The Web Service resource for the Web Service module (WAR or JAR).
Individual Web Service resources for each Web Service operation.
If you implement the Web Service with standard Java objects, any of the above resources protect the Java objects.
If you implement the Web Service with an EJB any of the above or any of the following resources protect the EJB implementation:
The EJB resource for the EJB.
Individual EJB resources for each EJB method.
If you use an EJB to implement your Web Service, Oracle recommends that you create a policy at the application level. Policies on the Web Service module and individual Web Service operations apply only to Web Service clients. EJB clients can use RMI or JNDI to bypass the Web Service module and directly invoke EJB operations (see Figure 3-4).
Figure 3-4 Hierarchy of Resources for Web Service with EJB Implementation
Description of "Figure 3-4 Hierarchy of Resources for Web Service with EJB Implementation"
For information on using Java annotations to secure Web Services, see Configuring Message-Level Security in Securing WebLogic Web Services for Oracle WebLogic Server.
Work Context Resources
Work Contexts enable Java EE developers to define and pass properties without including them in a remote call. A Work Context resource represents the operations that create, delete, read, or modify a property. You can use one Work Context resource for all operations of a given property, or you can create individual resources for each operation.

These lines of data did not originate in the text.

PR #1947, opened 2018-05-19
Load language menu only when needed

torusrxxx:
Saving a directory scanning operation on every x64dbg startup when the hard disk is busy loading x64dbg


mrexodia:
I manually merged this pull request. I removed the commit for customizing the header background because it was impossible to look good. The border color also has to be defined, it should be possible to do based on the text color and background color but I'm not sure how (#1953)

Issue #1961, opened 2018-06-08
when a process is detected in the handles view show pid+name


mrexodia:

torusrxxx:
I left out it when writing the handles view due to concerns of
compatibility between different versions of operating system (type numbers
are different).

mrexodia:
Hm, but somehow it is correctly detected as a process so perhaps we could just try to get the pid after cloning the handle and report that if successful?

PR #1963, opened 2018-06-09
show PID or TID in handles view

torusrxxx:
#1961. Tested on Windows XP. It doesn't show process name yet because it is somewhat more expensive.

### DIFF
--- a/src/dbg/handles.cpp
+++ b/src/dbg/handles.cpp
@@ -58,7 +58,7 @@ static DWORD WINAPI getNameThread(LPVOID lpParam)
 bool HandlesGetName(HANDLE hProcess, HANDLE remoteHandle, String & name, String & typeName)
 {
     HANDLE hLocalHandle;
-    if(DuplicateHandle(hProcess, remoteHandle, GetCurrentProcess(), &hLocalHandle, 0, FALSE, 0))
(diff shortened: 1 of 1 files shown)


torusrxxx:
This assumes the type name "Process" and "Thread" is consistent across Windows versions (seems true). Process names can be retrieved with "GetModuleBaseName" (not done yet). For Windows 10, "GetThreadDescription" might be interesting.

mrexodia:
I tested this on Windows 8.1 and it was working, but on Windows 10 I had some trouble, I will investigate it further...

mrexodia:
Hi, I found a minimal executable that should reproduce the issue I was having:

```
#include <windows.h>

int main()
{
    auto pid = GetCurrentProcessId();
    auto hp = OpenProcess(PROCESS_TERMINATE, FALSE, pid);
    TerminateProcess(hp, 0);
}
```

`GetProcessId` requires `PROCESS_QUERY_INFORMATION`, but duplicating with the same access won't grant it in this case.

torusrxxx:
How do you think to fix this problem? If the debuggee doesn't open a
process with query privileges, its access is very limited, and it is very
likely the debuggee already knows its PID in its memory. I don't want to
fix this bug as almost all process operations require query privilege. A
handle without query privilege can't be useful for viral transmission.

mrexodia:
I think a clean fix would be to re-duplicate the handle with query privileges once we see it’s a process or thread handle. This should be undetectedable and pretty clean (DuplicateHandle has a parameter for access). Maybe today I will try something if I have some time...

Issue #1086, opened 2016-09-14
Can't delete breakpoint if module is not loaded


ViRb3:
Say I am analyzing a program which loads a DLL dynamically. If I breakpoint a function in that dynamically loaded DLL and the DLL gets unloaded, the breakpoint cannot be removed until I load the module again. Upon pressing the button x64dbg says "Breakpoint [address] not found."

ViRb3:
Here's an example with Notepad.
1. Break on EP.
2. Enable "break on DLL load" and continue execution. You should break on the loading of "uxtheme.dll".
3. Set breakpoints in the "uxtheme.dll" module, like so:
https://i.imgur.com/4qPOciQ.png
4. Restart the program and try to delete the breakpoints. Mind the message bottom-left.
https://i.imgur.com/RkEPwZX.png

Nukem9:
This fails because BpGet is using the address of the breakpoint only. The name is blank so it doesn't search for it. Module isn't loaded -> `ModHashFromAddr` fails.

@ViRb3 if you really need to delete them, you can set a name for the breakpoints (then remove em). Otherwise you'll need to wait.

ViRb3:
@Nukem9 Thanks for the nice workaround! I wasn't really bothered by it, just wanted to put it up here. Probably a BP index system should be sufficient to fix this issue.

bkbiradar:
Just

PR #1965, opened 2018-06-15
Allow editing and removing inactive breakpoints

torusrxxx:
This is a tracking branch. Currently it adds a special format DLL:$RVA that BpGet recognizes even if DLL is not loaded, so commands like "bpc" can remove these breakpoints. GUI is under development.

Other bugs fixed:
* Allow going to entrypoint of libstdc++-6.dll in SymbolsView


torusrxxx:
closes #1086

Issue #1841, opened 2017-12-17
Allow sorting FPU registers by logical names


mrexodia:
See #1837

IssuehuntBot:
@oliver-u funded this issue with $2.0. [Visit this issue on Issuehunt](https://issuehunt.io/repos/33791743/issues/1841)

IssuehuntBot:
@0maxxam0 funded this issue with $10. [Visit this issue on Issuehunt](https://issuehunt.io/repos/33791743/issues/1841)

torusrxxx:
fixed.

PR #1968, opened 2018-06-20
Sort FPU registers in ST(X) in registers dialog

torusrxxx:
The user can also edit ST registers, or switch to use x87rX ordering. When in this mode, editing x87SW_TOP doesn't result in content swapping in ST(X), so there might be some more work to do. (#1841)


torusrxxx:
When x87SW_TOP is modified, ST(X) is not swapped, instead x87rX is swapped. This behaviour is also observed in current releases, so is it a problem anymore?

mrexodia:
I don’t know. If you think that is fine behavior it is okay for me :)
probably people expect it to match olly, so if that’s the case I’m all for
it.

I held off merging because I thought you wanted to update the merge request
to address the issue with the swapping. If not I will check out the code in
more depth and do some testing...

torusrxxx:
I'll test it to see if there is anything wrong. There are a few updates to this patch.

torusrxxx:
`FSAVE` instruction saves each ST(x) register to destination, and `FRSTOR` instruction loads each ST(x) register from memory. It doesn't import and export in x87rx. So the swapping behaviour is a normal phenomenon, not a problem.

torusrxxx:
This patch appears to be working. You can try it when the program has used some of x87 register stack, not when it is empty.

mrexodia:
almost ready, just have to remove some 'temp' commits

mrexodia:
also

> <torusrxxx> Please rename "Copy floating point value to clipboard" to "Copy floating point value". I don't see any point to emphasis "to clipboard".

PR #1992, opened 2018-07-20
Build date plugin export

LFriede:
Hi,
I'm the dude with the updater plugin. I used the modified file date of "x64dbg.exe" previously to compare it with the latest snapshots timestamp. I think it would be nicer to comare it against the build date so I added a plugin export for that.


torusrxxx:
Hi, guy. There is a "commithash.txt" file in each release of x64dbg, which you can check against commit history on Github.

LFriede:
Ah, damn I'm so stupid :D It was before my eyes the whole time. Thanks!

Issue #1960, opened 2018-06-07
x64dbg two fatal bug


number201724:
Bug 1:
If the EXE EntryPoint is 0, Entry Breakpoint breaks to the PE Header's IMAGE_DOS_SIGNATURE

Bug2:
If you use ZwMapViewOfSection to load 2 copies of ntdll.dll (path is consistent) then the breakpoint on this module will be wrong. ZwOpenFile -> ZwCreateSection -> ZwMapViewOfSection

number201724:
Some programs use TLS CALLBACK to start.

mrexodia:
Zero is a valid entry point. See https://corkamiwiki.github.io/PE

For bug 2, could you provide some clearer information? Example executable or steps perhaps.

number201724:
Yes 0 is a valid entry point, but the breakpoint of x64dbg is in the PE header instead of the code segment.

number201724:
Bug2 I will write a demo later

abbasfull:
No problem

number201724:
bug example:
https://github.com/number201724/x64dbg_bugreport

number201724:
Example 1: When the entry breakpoint is turned on, he crashes in ntdll

number201724:
For 0 entry point, he should not set the breakpoint to the IMAGE_DOS_SIGNATURE of the PE header.

number201724:
This will cause the ntdll LdrXXXXX function to crash.

Mattiwatti:
Alright alright. Your first PE now runs for me with the above PR applied.

number201724:
After a few months, there is still no repair

torusrxxx:
I support the idea to add number suffix to duplicated DLL.

Mattiwatti:
The problem with adding the image base to the module name (unless this name is only used for display/GUI purposes) is that it would break any user breakpoints and patches upon the next start (due to ASLR), no? That said, for display purposes having the base address appended does seem useful.

If we make the PE malicious enough this seems like a problem that is not solvable in the general case IMO:
1. Genuine `ntdll.dll` gets loaded
2. Process loads a pseudorandom number (say, between 10 and 30) of `ntdll.dll`s based on some internal algorithm and maps them as `SEC_IMAGE`. Note that you can specify a preferred load address, which, assuming the requested address range is not already taken, will work. This 'ASLR-ness' could also be randomized for each module, making some load at the requested base address, and others at a random one.
[...]

PR #1994, opened 2018-07-29
Don't crash in zero entry point PEs if entry breakpoint is enabled

Mattiwatti:
Ref: #1960 (first bug)

0 is a valid entry point for a PE, but ntdll really doesn't like it if you set a breakpoint in the DOS header, and it's not like the breakpoint would have been very useful anyway.

### DIFF
--- a/src/dbg/debugger.cpp
+++ b/src/dbg/debugger.cpp
@@ -1389,7 +1389,7 @@ static void cbCreateProcess(CREATE_PROCESS_DEBUG_INFO* CreateProcessInfo)
                 dprintf(QT_TRANSLATE_NOOP("DBG", "%d invalid TLS callback addresses...\n"), invalidCount);
         }
 
-        if(settingboolget("Events", "EntryBreakpoint"))
+        if(settingboolget("Events", "EntryBreakpoint") && (duint)CreateProcessInfo->lpStartAddress - (duint)CreateProcessInfo->lpBaseOfImage != 0)
         {
             sprintf_s(command, "bp %p,\"%s\",ss", (duint)CreateProcessInfo->lpStartAddress, GuiTranslateText(QT_TRANSLATE_NOOP("DBG", "entry breakpoint")));
             cmddirectexec(command);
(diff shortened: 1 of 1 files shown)


mrexodia:
An entry point of zero is actually valid (there are some examples in the corkami repository). I think a proper fix would be to move setting the entry breakpoint to the system breakpoint callback.

Mattiwatti:
> An entry point of zero is actually valid (there are some examples in the corkami repository)

I know, that's what I said ;)

IMO an entry breakpoint for an image with no entry is nonsensical. Surely there must be an entry before there can be an entry breakpoint? Changing it to the system BP is basically changing the meaning of 'entry breakpoint' to 'system breakpoint' for 0.01% of images. I think it would confuse people more that the behaviour is inconsistent than that it would help anyone. If I want a system breakpoint, I just check the checkbox for that in the options.

The 'no-op' fix is also consistent with how the other breakpoint settings work. If I have 'TLS callbacks' checked, but the image doesn't have TLS callbacks, does x64dbg set a BP on the call to `LdrpCallTlsInitializers` as a replacement instead? No, that wouldn't make any sense.

mrexodia:
There is a misunderstanding here 😀

Currently the entry breakpoint is set on the cbCreateProcess debug event callback, which fucks the loader because the MZ signature is changed (the loader isn’t executing yet at this point)

I proposed to move setting of the entry breakpoint to the cbSystemBreakpoint debug even callback :)

mrexodia:
Oh and when an executable has a zero entry point it will start executing on the MZ signature as if it was code. Some special crafted pe file can then put a jmp right after that and transfer to the real entry point without making the PE file invalid. For DLLs it’s not possible to have a zero entry point.

mrexodia:
I just checked and it appears that you cannot set a breakpoint on the PE header even when doing it from the system breakpoint callback. Probably the only possibility is to fall back to hardware breakpoints if an entry point of zero is detected.

Sample (not malware):
[entry0_.zip](https://github.com/x64dbg/x64dbg/files/2283864/entry0_.zip)

Mattiwatti:
Ahh, I see. Yes, in that case setting the entry breakpoint 'as late as possible' would have been a good fix. Shame it doesn't work then :/

WinDbg has something interesting to say about your sample when I tried setting a hardware breakpoint:
> 0:000> ba e 1 entry0
    ^ Unable to set breakpoint error
The system resets thread contexts after the process
breakpoint so hardware breakpoints cannot be set.
Go to the executable's entry point and set it then.

So it sounds like the create process callback is the only possible moment to do this?

mrexodia:
Yeah I observed some very strange behavior in x32dbg too. I disabled the entry breakpoint to not make everything crash, then from the system breakpoint I put a hardware breakpoint on execute on the entry point. It stopped, but when I started stepping the execution resumed and I saw the message box.

Perhaps a good idea is to throw a big fat message box in the user's face and not care about this too much?

PR #1996, opened 2018-07-30
Update manifest.xml

callmenemo491:
just pretty-print


mrexodia:
Sorry but these kind of changes don’t really have a purpose and only cause the blame to be shifted to you without making any actual changes to the files so I’m closing the pull requests with just whitespace changes.

PR #2001, opened 2018-08-07
Use keys to select in dump

torusrxxx:
Arrow keys are now used to select in dump, not scroll in dump. Dump will scroll when selection is out of viewport. Shift key is to be supported.

### DIFF
--- a/src/gui/Src/BasicView/AbstractStdTable.cpp
+++ b/src/gui/Src/BasicView/AbstractStdTable.cpp
@@ -590,12 +590,12 @@ void AbstractStdTable::setSingleSelection(int index)
     emit selectionChangedSignal(index);
 }
 
-int AbstractStdTable::getInitialSelection()
+int AbstractStdTable::getInitialSelection() const
 {
     return mSelection.firstSelectedIndex;
 }
 
-QList<int> AbstractStdTable::getSelection()
+QList<int> AbstractStdTable::getSelection() const
 {
     QList<int> selection;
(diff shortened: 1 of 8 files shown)


mrexodia:
Looks nice! I think it would be nice to keep some kind of original behavior with Ctrl+arrows though 

Maybe
Ctrl + up: scroll up one line without changing selection
Ctrl + down: scroll down one line without changing selection
Ctrl + left: first visible address - 1 without changing selection
Ctrl + right: first visible address + 1 without changing selection

What do you think?

torusrxxx:
There is a problem with "first visible address ± 1" in floating number view. In development version of x64dbg, when you press ⇔ keys, the floating point numbers change into something meaningless, instead of displaying a next number. Therefore, I decide to shift a "word size" instead.

justanotheranonymoususer:
> when you press ⇔ keys, the floating point numbers change into something meaningless

Or into something meaningful, if the number wasn't aligned to begin with

mrexodia:
@justanotheranonymoususer my idea would be to allow using ctrl + left / right to move the view a single byte left/right. would this address your issue?

justanotheranonymoususer:
Yep. Since it's the less common scenario, maybe make ctrl+arrow move a word, and ctrl+alt+arrow move a byte.

mrexodia:
I tested and it appears to work very nicely @torusrxxx . Feel free to merge :)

See Best Practices for Application Design in Developing RMI Applications for Oracle WebLogic Server.
Coherence resources provide distributed, in-memory caching and data grid processing for applications. Roles and policies can be applied to two types of Coherence resources:
Caches – A cluster contains any number of caches that are shared by all cluster members. The caches are used by applications to store and retrieve data.
Services – A cluster contains any number of services that are shared by all cluster members. The services include connectivity services, cache services, and processing services. Each cluster member can provide and consume such services.
The default authorization policy allows everybody access to all Coherence resources. To define policies and roles on caches and services, the names of the caches and services must be known. In some cases, the cache configuration file in a Coherence Grid ARchive (GAR) module can be inspected to discover cache and service names. However, there are some configurations that allow applications to use different names to refer to the same cache. Always consult an application's developers or architects to be certain of the cache and service names used by an application.